What is Presbyopia?

During middle age people experience blurred vision when reading or looking at objects close up.

Presbyopia is a natural part of the ageing process resulting in a gradual decline in the ability to focus on close objects or to see small print. Presbyopia is due to the lens losing its flexibility, making it more difficult to focus on objects up close. This condition becomes evident in almost all people over the age of 45.

Causes of Presbyopia

In order for the eye to focus on an object, the lens changes shape depending on the distance of the object. For the eye to focus on an object up close, this will require the ciliary muscle (which controls the shape of the lens) to contract inorder for the lens to thicken and increase the focusing power to the eye. To focus on something at a distance the ciliary muscle relaxes, which causes the lens to flatten.

With the natural ageing process the eye's lens stiffens, and it is less able to focus on objects up close. These changes occur within the proteins in the lens, causing the lens to become harder and less elastic. Age-related changes also take place in the ciliary muscle surrounding the lens.

Diagnosis of Presbyopia

As presbyopia comes on gradually with age (usually in the 40's onwards) most people don't notice small vision changes and delay seeking professional help until the focusing problems interfere with daily life. Many optometrists joke that patients seek help only when their arms become "too short," as they are unable to hold printed pages far enough away from them inorder to see clearly.
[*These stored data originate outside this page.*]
PR #1162, opened 2016-10-19
Debug stuff

boy0001:
Adds debug command which pastes some useful information for bug reports
Debug commands should be enabled by default
Example: http://hastebin.com/witihopira

### DIFF
--- a/.github/ISSUE_TEMPLATE.md
+++ b/.github/ISSUE_TEMPLATE.md
@@ -1,18 +1,18 @@
 ### Issue description
-<!--- use our forum https://forums.nukkit.io for questions -->
+<!--- Feature requests can ignore this template -->
+<!--- Use our forum https://forums.nukkit.io for questions -->
 Write a short description about the issue
 
 ### Steps to reproduce the issue
-<!--- help us find the problem by adding steps to reproduce the issue -->
+<!--- Help us find the problem by adding steps to reproduce the issue -->
 1. ...
 2. ...
 
-### OS and versions
-<!--- use the 'version' command in Nukkit -->
-* Nukkit:
-* OS:
-* Device:
+### Debug information
+<!--- Use the 'debug' and 'timings paste' command in Nukkit -->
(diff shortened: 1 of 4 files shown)


PeratX:
Debug commands shouldn't be default enabled.

boy0001:
@PeratX 
But why? Disabling does nothing except makes Nukkit harder to use? Please give me one good reason why `/status` needs to be disabled.

Snake1999:
@boy0001 we are developers who will think debug commands should be enabled in normal. But all of our users come from everywhere on the Earth, speak more than 11 languages as we support and translated. Debug commands are only in English, and only developers can get useful information from it.
You can add it back, or let we add it after merged.

boy0001:
@Snake1999 
Why should we care whether they might understand it or not? This PR specifically adds a debug command which automatically uploads all the information potentially relevant for someone to create a ticket. It makes it a lot easier for people to report issues, and a lot easier to resolve them, but you want to have the commands disabled.

I don't get it? If they never have to use it (or understand), good, but disabling it just makes things more difficult.

PeratX:
@boy0001 @Snake1999 is right. Not all users are developers, they don't need these commands.

TheDiamondYT1:
Who cares if they want it? Its a useful command and it doesnt have to be touched unless they are creating an issue

MrPowerGamerBR:
I don't know why "/status" needs to be enabled via a config switch, I understand why blocking "/gc" is good, but "/status"? Status is harmless and, in my opinion, very useful for a server owner.

TheDiamondYT1:
Approve the changes

Pub4Game:
No. It will be rejected

TheDiamondYT1:
@Pub4Game Why

TheDiamondYT1:
Well dont complain when people dont give enough info on issues

boy0001:
@Snake1999 Can this be merged if I make the command disabled, or possibly some other changes?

Presbyopia will be diagnosed by an optometrist, ophthalmologist or eye care professional who will test your vision

If the diagnosis is presbyopia, a test will be undertaken to determine the extent of the focusing problem and the appropriate lens prescription.

Treatments for Presbyopia

The most common form of treatment for presbyopia is with prescription or reading glasses. Long sighted glasses wearers with presbyopia will need to use bifocals. These are lenses for both distance vision and for observing objects close up.

Bifocal contact lenses are another option which provide the convenience of contact lenses and the ability to see close up as well as far away.

Another popular alernative is monovision where one eye is used for viewing in the distance, and the other eye for viewing things up close.

It is also possible to postpone or slow down the hardening of the lens through good nutrition, aerobic exercise and a healthy lifestyle.

Refractive surgery for presbyopia is an option that many people enquire about, however many procedures are in investigational stages. There is a lot of disagreement about the causes of presbyopia, and so many of the new procedures have little incommon with each other as they treat different possible causes.

Procedures such as monovision LASIK eye surgery works well for many patients regardless of the cause of presbyopia.